Sí sí, claro, _falso amico_ está bien dicho en ámbito lingüístico.


----------



## Neuromante

Mariaano tiene razón. Se trata del final de una carta y las otras sugerencias quedarían fuera de lugar.


----------



## traduttrice

¡Muchas Gracias!


----------



## fochetta

*--->   Stessa espressione, nuova domanda  <--*
​
Gentili amici
sto traducendo un articolo sulle celebrazioni per il XXV anniversario della morte di mons. Oscar Romero. Alla fine c'è questa frase:

"Que Monseñor –como le decimos sin más- nos traiga la deseada justicia tan necesaria en este pequeño país"

Traduzione 

"Che il Monsignore - come ormai lo chiamiamo - ci ottenga la desiderata giustizia tanto necessaria in questo piccolo paese.

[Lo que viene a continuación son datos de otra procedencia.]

PR #1240, opened 2022-09-14
FaceCovers: Don't use pictures with the face at the edge

marcelklehr:
|before|after|
|-|-|
|Screenshot from 2022-09-14 13-38-43|Screenshot from 2022-09-14 13-30-14|

I couldn't get it to put the faces at the same position due to a different bug.


artonge (approved):

jancborchardt (approved):
Nice, looks great! :)

PR #1241, opened 2022-09-14
FaceCovers: Hide first description line if there's no face title

marcelklehr:
image


jancborchardt:
Could you show how it looks like with 1 person actually having a name set? It would be good if the text baseline is the same, no matter if it’s a name or a "x photos" line.

(I am thinking that probably the "x photos" lines are a bit further up cause they are smaller, so would be nice to align them.)

marcelklehr:
image

jancborchardt (approved):
Looks great, thank you! :)

PR #1243, opened 2022-09-16
Add public sharing front-end

artonge:


PVince81 (approved):
:+1: for now, backend implementation will follow later

PR #2517, opened 2024-07-04
[stable29] Various fix from 30

artonge:
Manual partial backport of https://github.com/nextcloud/photos/pull/2514


Fenn-CS (commented):
Fewer commits?

Fenn-CS:
Ah I see the partial, what are we leaving out?

artonge:
> Ah I see the partial, what are we leaving out?

Unneeded or unvisible fixes:

- chore: Fix typo in collection.js - not visible
- chore: Use NcSelect label - no error in the browser console
- fix: Don't proceed with album creation if it fails - 29 does not need the extra error handling
- chore: Explicitly require @nc/router - only to make linter happy, so superfluous
- fix: Specify a source for the tmp local album - no error in the browser console

Fenn-CS (approved):

Issue #2259, opened 2024-01-18
[PHP] Error: getimagesizefromstring(): Error reading from ! at /var/www/html/nextcloud/apps/photos/lib/Listener/SizeMetadataProvider.php#56 	from ?


bernd-wechner:
**Describe the bug**
My log file is filled with this message:

[PHP] Error: getimagesizefromstring(): Error reading from ! at /var/www/html/nextcloud/apps/photos/lib/Listener/SizeMetadataProvider.php#56
	from ?

**Screenshots**
Just a small section of the Logging viewer:
![image](https://github.com/nextcloud/photos/assets/7296506/27b586bf-5b4a-41aa-9a4c-fa0ab7fe5231)

**Nextcloud (please complete the following information):**
- Nextcloud-Version: [Nextcloud Hub 7](https://nextcloud.com/) (28.0.1)
- Forms-Version:[4.0.0

**Desktop (please complete the following information):**
 - OS:  Kernel: 5.15.0-91-generic x86_64 bits: 64 Console: pty pts/3,  Distro: Ubuntu 22.04.3 LTS (Jammy Jellyfish)
 - Browser: Firefox
 - Version 121

**Additional context**
A complete formatted message is:

```
[PHP] Error: getimagesizefromstring(): Error reading from ! at /var/www/html/nextcloud/apps/photos/lib/Listener/SizeMetadataProvider.php#56
	from ? by -- at 18 Jan 2024, 10:23:00 pm
```

and a complete raw message is:

```
{
  "reqId": "M10zk8LUgTEAALmH7HB5",
  "level": 3,
  "time": "2024-01-18T22:23:00+11:00",
  "remoteAddr": "",
  "user": "--",
  "app": "PHP",
  "method": "",
  "url": "--",
  "message": "getimagesizefromstring(): Error reading from ! at /var/www/html/nextcloud/apps/photos/lib/Listener/SizeMetadataProvider.php#56",
  "userAgent": "--",
  "version": "28.0.1.1",
  "data": {
    "app": "PHP"
  },
  "id": "65a997949bbeb"
}
```

MihailCosmin:
Have same issue,
[Nextcloud Hub 7] (28.0.1)

![image](https://github.com/nextcloud/photos/assets/14019626/2bb45779-0de9-4f26-89f6-5819d1b5f912)

RobTheBuilder2:
[...]

PR #2524, opened 2024-07-06
fix: avoid erroring out on corrupt image data

### LINKED ISSUE #2235: getimagesizefromstring() : Corrupt JPEG data
**Describe the bug**
Since NC28 upgrade, log file is flooded with this error (about 10 times per minute) :
```getimagesizefromstring(): Corrupt JPEG data: 1 extraneous bytes before marker at /[NC path]/apps/photos/lib/Listener/SizeMetadataProvider.php#56```

I ignored it before seeing long mariaDB queries generating heavy CPU load.

**To Reproduce**
1. Get NC 27 and Photos app fully working
2. Upgrade NC from 27 to 28.0.1
3. See repeated errors in log, and see CPU load and iowait >20%
4. Disable Photos app => back to normal

**Expected behavior**
* No error in log
* Acceptable CPU load and IOwait

**Server log**
```getimagesizefromstring(): Corrupt JPEG data: 1 extraneous bytes before marker at /[NC path]/apps/photos/lib/Listener/SizeMetadataProvider.php#56```

**Additional context**
* Debian Bookworm
* NC 28.0.1
* MariaDB 11.2.2
* PHP 8.2.14

### LINKED ISSUE #2257: getimagesizefromstring(): PNG file corrupted by ASCII conversion at /var/www/html/apps/photos/lib/Listener/SizeMetadataProvider.php#56
**Describe the bug**
Upgrade NC27 to 28, I've got this error flooded in the log.
My NC is running with docker.
```
getimagesizefromstring(): PNG file corrupted by ASCII conversion at /var/www/html/apps/photos/lib/Listener/SizeMetadataProvider.php#56
```

**To Reproduce**
1. Install NC27 and photo app.
2. Upgrade NC28.
3. Run NC at least one day and check the log.

**Expected behavior**

No error in the log

**Screenshots**

msedge_x8za7YgwPj

 - OS: Windows11
 - Browser: MS Edge
 - Version: 120.0.2210.133 (x64)

 - Device: Samsung Galaxy Z Fold 3
 - OS: Android 14
 - Browser: MS Edge
 - Version: 120.0.2210.126

**Additional context**
Running with these docker images
* Nextcloud 28.0.1-apache
* mariadb 10.5
* redis 6-alpine

joshtrichards:
Fixes #2257
Fixes #2235 

As an aside, we should consider switching from using `getimagesizefromstring()` to `getimagesize()` if we can -- it consumes far less memory in my testing (presumably since the entire image isn't loaded into a string in memory). 

P.S. Technically this also addresses the logging side of #2259, but it's unclear whether that's arising from a memory limit or what. I can only get that error if I feed `getimagesizefromstring()` `/dev/null`. :-) However this PR does add logging of the path so it'll likely help work out that issue as well.

### DIFF
--- a/lib/Listener/SizeMetadataProvider.php
+++ b/lib/Listener/SizeMetadataProvider.php
@@ -47,9 +47,10 @@ class SizeMetadataProvider implements IEventListener {
 			return;
 		}
 
-		$size = getimagesizefromstring($node->getContent());
+		$size = @getimagesizefromstring($node->getContent());
 
 		if ($size === false) {
+			$this->logger->debug('SizeMetadataProvider->handle(): Corrupt image data detected ' . $node->getPath());
 			return;
 		}
 


artonge:
> As an aside, we should consider switching from using `getimagesizefromstring()` to `getimagesize()` if we can

I think to recall that `getimagesize()` would not work well with external storage. But maybe I am wrong.

artonge (approved):

PR #2557, opened 2024-07-24
chore: Prepare v3.0.0-beta.1

artonge:


artonge:
No need for that, it's shipped :see_no_evil:

PR #2561, opened 2024-07-27
Migrate to TOML format

AndyScherzinger:
Migrate to `toml` format. 

- [x] Latest scanner now detects the license.txt which need to be handled via @susnux's little helper creating actual .license files
- [x] remove license txt files
- [x] fix unprecise license of photos
- [x] add additional licenses comign in via compiled js dependencies


susnux (approved):

webpack.js
```diff
@@ -87,4 +88,17 @@ webpackConfig.plugins.push(
...
+		override: {
+			// TODO: Remove if they fixed the license in the package.json
+			'@nextcloud/axios': 'GPL-3.0-or-later',
+			'@nextcloud/vue': 'AGPL-3.0-or-later',
+			'nextcloud-vue-collections': 'AGPL-3.0-or-later',
+		}
+	}),
+]
+
 module.exports = webpackConfig
```
susnux, line 104: still needs to disable the extract comments part of the terser minifier to remove the `.license.txt` files

AndyScherzinger: 👍
Yes, just need to find the config snippet again 😅

AndyScherzinger: found it 😃

Issue #2635, opened 2024-09-06
ExifMetadataProvider.php Doesn't Handle Unexpected Data Well


nmbgeek:
**Describe the bug**
Parsing of GPS data needs to be improved for files with various metadata issues

**To Reproduce**
Upload a file with missing or non-standard GPS metadata

**Expected behavior**
Handle the missing metadata gracefully

**Desktop (please complete the following information):**
- Server side error and UI hangs.

<details>
#2541 contains an image that will hang the UI when uploading due to non-standard metadata
#2260 - The main issue may or may not be addressed by the pull request I will be uploading but many of the other respondents will be.

My error which is mentioned under #2260 but not identical to the main issue there.
```
[...]

Issue #2260, opened 2024-01-18
GenericFileException Error while generating metadata


bernd-wechner:
**Describe the bug**
Error messages in the log file. This message is repeated time and again and seems to relate to one file by id (not sure how to identify which file by id at present). 

```
[no app in context] Warning: Error while generating metadata for fileid 42374
	from ? by -- at 18 Jan 2024, 10:09:33 pm
```

and the raw message:

```
{
  "reqId": "M10zk8LUgTEAALmH7HB5",
  "level": 2,
  "time": "2024-01-18T22:09:33+11:00",
  "remoteAddr": "",
  "user": "--",
  "app": "no app in context",
  "method": "",
  "url": "--",
  "message": "Error while generating metadata for fileid 42374",
  "userAgent": "--",
  "version": "28.0.1.1",
  "exception": {
    "Exception": "OCP\\Files\\GenericFileException",
    "Message": "",
    "Code": 0,
    "Trace": [{
      "file": "/var/www/html/nextcloud/apps/photos/lib/Listener/SizeMetadataProvider.php",
      "line": 56,
      "function": "getContent",
      "class": "OC\\Files\\Node\\File",
      "type": "->"
    }, {
      "file": "/var/www/html/nextcloud/lib/private/EventDispatcher/ServiceEventListener.php",
      "line": 86,
      "function": "handle",
      "class": "OCA\\Photos\\Listener\\SizeMetadataProvider",
      "type": "->"
    }, {
      "file": "/var/www/html/nextcloud/3rdparty/symfony/event-dispatcher/EventDispatcher.php",
      "line": 230,
      "function": "__invoke",
      "class": "OC\\EventDispatcher\\ServiceEventListener",
      "type": "->"
    }, {
      "file": "/var/www/html/nextcloud/3rdparty/symfony/event-dispatcher/EventDispatcher.php",
      "line": 59,
      "function": "callListeners",
      "class": "Symfony\\Component\\EventDispatcher\\EventDispatcher",
      "type": "->"
    }, {
      "file": "/var/www/html/nextcloud/lib/private/EventDispatcher/EventDispatcher.php",
      "line": 94,
      "function": "dispatch",
      "class": "Symfony\\Component\\EventDispatcher\\EventDispatcher",
      "type": "->"
    }, {
      "file": "/var/www/html/nextcloud/lib/private/EventDispatcher/EventDispatcher.php",
      "line": 106,
      "function": "dispatch",
[...]

PR #2636, opened 2024-09-06
Fix issues of GPS metadata handling

nmbgeek:
#2541 #2635 #2616 Directly address these issues

#2260 Address some of the issues in the comments

This pull request adds handling null GPS coordinates and also coordinates that are not a string.

### DIFF
--- a/lib/Listener/ExifMetadataProvider.php
+++ b/lib/Listener/ExifMetadataProvider.php
@@ -95,8 +95,8 @@ class ExifMetadataProvider implements IEventListener {
 				$gps['longitude'] = $this->gpsDegreesToDecimal($rawExifData['GPS']['GPSLongitude'], $rawExifData['GPS']['GPSLongitudeRef']);
 			}
 
-			if (array_key_exists('GPSAltitude', $rawExifData['GPS']) && array_key_exists('GPSAltitudeRef', $rawExifData['GPS'])) {
-				$gps['altitude'] = ($rawExifData['GPS']['GPSAltitudeRef'] === "\u{0000}" ? 1 : -1) * $this->parseGPSData($rawExifData['GPS']['GPSAltitude']);
+			if (array_key_exists('GPSAltitude', $rawExifData['GPS']) && array_key_exists('GPSAltitudeRef', $rawExifData['GPS']) && is_string($rawExifData['GPS']['GPSAltitude'])) {
+				$gps['altitude'] = ($rawExifData['GPS']['GPSAltitudeRef'] === '1' || $rawExifData['GPS']['GPSAltitudeRef'] === "\u{0001}" ? -1 : 1) * $this->parseGPSData($rawExifData['GPS']['GPSAltitude']);
 			}
 
 			if (!empty($gps)) {


nmbgeek:
I believe this should also fix #2616 because $rawData can be an array.

lib/Listener/ExifMetadataProvider.php
```diff
@@ -109,11 +109,15 @@ public function handle(Event $event): void {
 	 * @param array|string $coordinates
 	 */
 	private function gpsDegreesToDecimal($coordinates, ?string $hemisphere): float {
+		if (is_null($coordinates)) {
+			throw new \Exception('Coordinates are null');
+		}
+
 		if (is_string($coordinates)) {
-			$coordinates = array_map('trim', explode(',', $coordinates));
+			$coordinates = array_map("trim", explode(",", $coordinates));
```
artonge, line 117: Our coding standard asks for the original :)

lib/Listener/ExifMetadataProvider.php
```diff
@@ -123,7 +127,15 @@ private function gpsDegreesToDecimal($coordinates, ?string $hemisphere): float {
 		return $sign * ($degrees + $minutes / 60 + $seconds / 3600);
 	}
 
-	private function parseGPSData(string $rawData): float {
+	private function parseGPSData($rawData): float {
```
artonge, line 130:
```suggestion
	/**
	 * @param array|string $rawData
	 */
	private function parseGPSData($rawData): float {
```

lib/Listener/ExifMetadataProvider.php
```diff
@@ -123,7 +127,15 @@ private function gpsDegreesToDecimal($coordinates, ?string $hemisphere): float {
...
+		if (is_array($rawData)) {
+		if (count($rawData) === 3) {
+			return floatval($rawData[0]) + floatval($rawData[1]) / 60 + floatval($rawData[2]) / 3600;
+			} else {
+				return 0;  // Handle unexpected array structure
+			}
+		}
+
```
artonge, line 138: Weird indentation.

artonge (commented):
Looks good overall. Minor comment on code styling.
Thanks for looking into it :heart:

lib/Listener/ExifMetadataProvider.php
nmbgeek: I think these are all fixed now.

lib/Listener/ExifMetadataProvider.php
```diff
@@ -122,8 +126,19 @@ private function gpsDegreesToDecimal($coordinates, ?string $hemisphere): float {
...
-
-	private function parseGPSData(string $rawData): float {
+	
+	/**
+	 * @param array|string $rawData
+	 */
+	private function parseGPSData($rawData): float {
+		if (is_array($rawData)) {
+			if (count($rawData) === 3) {
+				return floatval($rawData[0]) + floatval($rawData[1]) / 60 + floatval($rawData[2]) / 3600;
```
artonge, line 136: Why are we doing that computation here? It looks like the coordinate computation that we are doing above.
Could you add some comment explaining the different formats?

nmbgeek: After reviewing the correct implementation of EXIF metadata for altitude you are correct, there is no need for this.  Apparently some cameras/applications add invalid metadata.  Altitude in only parsed with this parseGPSData and I was trying to correct for that.  I believe just adding a string check to line 98 may be the better solution?

`if (array_key_exists('GPSAltitude', $rawExifData['GPS']) && array_key_exists('GPSAltitudeRef', $rawExifData['GPS']) && is_string($rawExifData['GPS']['GPSAltitude'])) {`

artonge: If this only occur with `GPSAltitude`, then yes. But I am wondering if we could handle the array format. Maybe add the `if` condition to prevent the error, but also log the value so we can have more information to improve the handling in the future?

nmbgeek: #2541 Has an image that has Altitude as '0 0 0' and breaks without checking if it is a string.  The GPS Data also appears to have been scrubbed from the image instead of just removing it with latitude and longitude also both being 0.  From reading some exif documentation it should just be a rational64u formatted as numerator/denominator.  If the data isn't valid is there really anything else to do with it?  It doesn't appear that Photos is actually doing anything with the altitude value either.

lib/Listener/ExifMetadataProvider.php
```diff
@@ -95,9 +95,9 @@ public function handle(Event $event): void {
 				$gps['longitude'] = $this->gpsDegreesToDecimal($rawExifData['GPS']['GPSLongitude'], $rawExifData['GPS']['GPSLongitudeRef']);
 			}
 
-			if (array_key_exists('GPSAltitude', $rawExifData['GPS']) && array_key_exists('GPSAltitudeRef', $rawExifData['GPS'])) {
-				$gps['altitude'] = ($rawExifData['GPS']['GPSAltitudeRef'] === "\u{0000}" ? 1 : -1) * $this->parseGPSData($rawExifData['GPS']['GPSAltitude']);
-			}
+			if (array_key_exists('GPSAltitude', $rawExifData['GPS']) && array_key_exists('GPSAltitudeRef', $rawExifData['GPS']) && is_string($rawExifData['GPS']['GPSAltitude'])) {
+				$gps['altitude'] = ($rawExifData['GPS']['GPSAltitudeRef'] === '1' ? -1 : 1) * $this->parseGPSData($rawExifData['GPS']['GPSAltitude']);
```
artonge, line 99: Is this change necessary ?

lib/Listener/ExifMetadataProvider.php
```diff
@@ -95,9 +95,9 @@ public function handle(Event $event): void {
...
+			}
```
artonge, line 100: Extra white space

lib/Listener/ExifMetadataProvider.php
nmbgeek: This was originally `$rawExifData['GPS']['GPSAltitudeRef'] === "\u{0000}" ? 1 : -1)` \u{0000} is supposed to be the null character but the specifications say it can also be 0 for above sea level. A value of 1 indicates below sea level.

artonge: Hmm, alright then. Have you tested it?

nmbgeek: Yes. I tested with this code and expected values were logged.


```
			if (array_key_exists('GPSAltitude', $rawExifData['GPS']) && array_key_exists('GPSAltitudeRef', $rawExifData['GPS']) && is_string($rawExifData['GPS']['GPSAltitude'])) {
				$this->logger->info('GPSAltitude: ' . $rawExifData['GPS']['GPSAltitude']);
				$this->logger->info('GPSAltitudeRef: ' . $rawExifData['GPS']['GPSAltitudeRef']);
				$gps['altitude'] = ($rawExifData['GPS']['GPSAltitudeRef'] === '1' ? -1 : 1) * $this->parseGPSData($rawExifData['GPS']['GPSAltitude']);
				$this->logger->info('GPSAltitudeCalc: ' . $gps['altitude']);
			}
```

nmbgeek: I tested with a photo that I used exiftool to write metadata for below sea level and it didn't work.  The logged value for GPSAltitudeRef was "\u0001" so I will revert it to using the unicode character but assuming above sea level if the value isn't explicitly below.

artonge (approved):

artonge:
@nmbgeek can you squash your changes?

artonge:
My bad, I rebased your branch to run the CI against the latest master. This should help you:

```shell
git reset --hard HEAD~11
git cherry-pick b674472a58b9fb2535374f3cb4e72e6155e9c563
git push --force-with-lease
```

PR #2657, opened 2024-09-25
feat: Check upload directory share state

artonge:
Done:
- Block upload to the album DAV endpoint if the current user does not own the photo folder.
- Add warning in Photos picker dialog. An alternative would be to hide the button. But uploads cannot be blocked as they are done directly to the DAV files endpoint, so it is impossible to distinguish from a legitimate upload. 

Screenshot from 2024-09-25 14-40-42

### DIFF
--- a/lib/Sabre/Album/AlbumRoot.php
+++ b/lib/Sabre/Album/AlbumRoot.php
@@ -14,6 +14,7 @@ use OCA\Photos\Album\AlbumMapper;
 use OCA\Photos\Album\AlbumWithFiles;
 use OCA\Photos\Service\UserConfigService;
 use OCP\Files\Folder;
+use OCP\Files\InvalidDirectoryException;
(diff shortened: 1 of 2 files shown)


lib/Sabre/Album/AlbumRoot.php
```diff
@@ -81,6 +82,11 @@ public function createFile($name, $data = null) {
 				throw new Conflict('The destination exists and is not a folder');
 			}
 
+			if ($photosFolder->isShared()) {
+				throw new Conflict('The destination exists and is not a folder');
+				throw new InvalidDirectoryException('The destination is a received share');
```
nickvergessen, line 87: Can only throw once

provokateurin (approved):

artonge:
Closed in favor of local copy: https://github.com/nextcloud/photos/pull/2658

PR #2740, opened 2024-12-30
chore: update composer lock and nextcloud/ocp

skjnldsv:
Fix https://github.com/nextcloud/photos/issues/2738


artonge (approved):

skjnldsv:
Don't think the cypress failure is related

PR #2794, opened 2025-02-03
chore: Move Create new album action out of menu

Pytal:
image


Pytal:
CI failure unrelated but keeps failing :(

Can you take a look @artonge? 🙏

PR #2813, opened 2025-02-19
chore: Bump php version in psalm.xml and composer.json

artonge:


artonge:
Included in https://github.com/nextcloud/photos/pull/2766#

PR #2928, opened 2025-04-10
chore: Migrate to vite

artonge:
Minimal changes to switch to vite.
Better reviewed per commit.


package.json
```diff
@@ -90,29 +91,24 @@
     "@nextcloud/cypress": "^1.0.0-beta.12",
```
susnux, line 91: babel config above not needed anymore

skjnldsv (approved):

package.json
susnux: (if cypress is also using vite)

susnux (approved):

PR #2949, opened 2025-04-23
perf: group icons into one chunk and extract CSS

susnux:
- group all icons into one chunk -> reduce from 73 to 56 files
- extract CSS to reduce JS parser time


REUSE.toml
```diff
@@ -12,7 +12,13 @@ SPDX-FileCopyrightText = "none"
 SPDX-License-Identifier = "CC0-1.0"
 
 [[annotations]]
-path = ["l10n/**.js", "l10n/**.json", "js/**.js.map", "js/**.js", "js/**.mjs", "js/**.mjs.map", "js/templates/**.handlebars", "screenshots/screenshot1.png", "src/assets/file-placeholder.svg"]
+path = ["js/**.map"]
+precedence = "override"
```
susnux, line 16: This is needed to remove warning from REUSE because there are SPDX headers within the `map` file (as they contain all sources).

It basically tells REUSE to use this license here instead of parsing the file.

artonge (approved):

skjnldsv (commented):
Still not sure about the benefits of 36 css files :see_no_evil:

PR #564, opened 2021-07-26
Adds permissions for searched items

### LINKED ISSUE #560: Allow propagation edition: initial value for searched item
## Overview
Permissions has been added to the item search services. You can now infer the propagation options for items added from search.

## Acceptance criteria
- [ ] Display the propagation widget for items added from search.
- [ ] Apply the same rules (as in #529) to determine what options should be available.

Iloveall:
Fixes #560

### DIFF
--- a/src/app/modules/item/components/item-children-edit/item-children-edit.component.ts
+++ b/src/app/modules/item/components/item-children-edit/item-children-edit.component.ts
@@ -145,8 +145,8 @@ export class ItemChildrenEditComponent implements OnChanges {
       ...child,
       scoreWeight: DEFAULT_SCORE_WEIGHT,
       isVisible: true,
-      contentViewPropagation: child.permissions?.canGrantView === 'none' ? 'none' : 'as_info',
-      permissions: child.permissions || permissionsForCreatedItem,
+      contentViewPropagation: (child.permissions ?? permissionsForCreatedItem).canGrantView === 'none' ? 'none' : 'as_info',
+      permissions: child.permissions ?? permissionsForCreatedItem,
     });
     this.onChildrenListUpdate();
     this.childrenChanges.emit(this.data);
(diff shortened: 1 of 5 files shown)


smadbe (changes requested):
I think there is an error: 
The current user does have any "grant view" permission of "ALGOREA ADVENTURE". However, if I go to "Tas de sable" (http://dev.algorea.org/branch/feature/allow-propagation-edit-for-search-added-items/en/#/activities/by-id/1012286565380301759;attempId=0;path=4702,4102/edit) and add "ALGOREA ADVENTURE" I have the options "locked and hidden" and "locked" while I suppose "locked" should not be listed... if I save the backend refuses anyway...

You should also rebase (or merge master) before my code review, because some other changes have been done to the same component, so it is better to integrate the change as early as possible.

src/app/modules/item/components/item-children-edit/item-children-edit.component.ts
```diff
@@ -139,14 +139,12 @@ export class ItemChildrenEditComponent implements OnChanges {
...
       isVisible: true,
-      ...(!child.id ? {
-        contentViewPropagation: 'as_info',
-        permissions: {
-          canView: 'solution',
-          canEdit: 'all_with_grant',
-          canGrantView: 'solution_with_grant',
-        },
-      } : {})
+      contentViewPropagation: child?.permissions?.canGrantView === 'none' ? 'none' : 'as_info',
```
smadbe, line 142: I assume we rely here that if it is a new child, it will be undefined, so `!== none`.
I am feel that it is a bit error prone, the next developer changing that may introduce an error.
I prefer you create a constant `permissionsForCreatedItem` (with the value you have on line 143-177), then use this constant when you do not have permissions.

BTW, `child?.pe...` -> child is not optional so I don't see the point of the optional chaining.

smadbe (changes requested):
small remark

src/app/modules/item/components/item-children-edit/item-children-edit.component.ts
Iloveall: Fixed

smadbe (approved):

PR #566, opened 2021-07-27
Adds observation mode for users

### LINKED ISSUE #553: Allow observation on individual users
## Overview
The same way groups are, the individual user may be watched by some users who has to specific permission.

## Acceptance criteria
- [ ] If the current user is not the visited user AND the current user can watch the visited user, display the "observation" button at the right of the header (as in groups). 
- [ ] Make sure the behavior is the same as in the group, the button should be yellow if the user is already being observed

Iloveall:
Fixes #553

### DIFF
--- a/src/app/modules/group/components/user-header/user-header.component.html
+++ b/src/app/modules/group/components/user-header/user-header.component.html
@@ -1,0 +1,28 @@
+<div class="alg-page-header" *ngIf="user">
+  <div>
+    <div class="alg-page-header-title">
+      {{ user | userCaption }}
+    </div>
+
+    <div class="alg-page-header-subtitle" *ngIf="user.webSite">
+      <i class="fa fa-external-link-alt"></i>
+      <a class="web-site alg-link base-color" [attr.href]="user.webSite" target="_blank">{{ user.webSite }}</a>
+    </div>
+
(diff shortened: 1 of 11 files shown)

Si tratta certo di un modo di dire molto diffuso, ma non l'ho trovato sul mio vocabolario. 
Grazie per l'aiuto.


----------



## Tomby

Attenzione questo non è una traduzione, è una indicazione: "_sin más_" esprime la idea che "tutto il mondo" lo chiama "Monsignore", unicamente così.
Spero di essere stato d’aiuto!
TT.


----------



## honeyheart

Secondo me significa che invece di chiamarlo "Monseñor Romero", lo chiamavano semplicemente "Monseñor" (come segno della confidenza che avevano con lui, credo).


----------



## gatogab

Tombatossals said:


> Attenzione questo non è una traduzione, è una indicazione: "_sin más_" esprime la idea che "tutto il mondo" lo chiama "Monsignore", unicamente così.
> Spero di essere stato d’aiuto!
> TT.


 


honeyheart said:


> Secondo me significa che invece di chiamarlo "Monseñor Romero", lo chiamavano semplicemente "Monseñor" (come segno della confidenza che avevano con lui, credo).


Per me, avete fatto BINGO! tutte due.
Era così conosciuto che bastaba chiamarlo _'Monsignore'._

"Che il Monsignore - come semplicemente lo chiamiamo - ci ottenga la desiderata giustizia tanto necessaria in questo piccolo paese.


----------



## ursu-lab

fochetta said:


> *--->   Stessa espressione, nuova domanda  <--*
> ​
> 
> 
> "Que Monseñor –como le decimos sin más- nos traiga la deseada justicia tan necesaria en este pequeño país"
> 
> Traduzione
> 
> "Che il Monsignore - come lo chiamiamo semplicemente - ci doni/elargisca/conceda/procuri l'agognata giustizia così necessaria/di così vitale importanza in questo piccolo paese.




"Sin más" in questo contesto in italiano si tradurrebbe con il francesismo "tout court", ma qui non è il caso.
Attenzione, perché quel verbo "ottenere" è un errore. Uno ottiene qualcosa per sé o per altri (nel senso di conseguire, raggiungere), non è un altro che ottiene qualcosa a te  (questa costruzione sintattica non esiste). Tra l'altro nell'originale c'era il verbo "traer", cioè genericamente "portare".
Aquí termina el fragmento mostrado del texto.